With this research in hand, it becomes a step-by-step process by which smart buyers are able to effectively guarantee they end up with a strong, quality hunting dog. 

Choose the breed: What types of skills do you need in a dog? What is your own personal hunting style? Do you need a dog to flush out birds for you or do you prefer one that simply points out the prey and retrieves after the shot? What types of birds do you like to hunt? What sort of terrain do you usually visit?

Choose the breeder: As mentioned, different breeders specialize in different types of dogs. What is their track record in breeding the type of hunting dog that you need?

Choose the litter: By the time you get to the stage of actually looking at puppies, the experts say that you should already be committed to a particular litter. The breed and bloodline both need to make sense for producing the kind of dog that’s right for you, the birds you like to hunt, and the way you like to hunt before you can make an informed decision. From there, it is simply a matter of…
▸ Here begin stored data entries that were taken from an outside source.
PR #563, opened 2026-04-21
bitreq: Fix tokio-rustls feature gate

jamillambert:
The code was gated on the dependency instead of the feature alias which
enables other required dependencies. This caused a build failure when
both `std` and `tokio-rustls` features were enabled and not the other
required dependencies.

Choose the puppy: Never believe anyone who tells you that they can objectively walk into a kennel and choose the right puppy without a game plan. Once you’re surrounded by all of those floppy ears and wagging tails, even the best of us will want to take them all home. The good news is that, as long as you’ve done your research in advance and chosen a breeder and a litter with a strong bloodline, it’s hard to screw up at this point. Still, don’t overlook considerations such as individual health and temperament when making the final decision. 

What do you think? How do you choose your own gun dogs? What factors matter the most to you?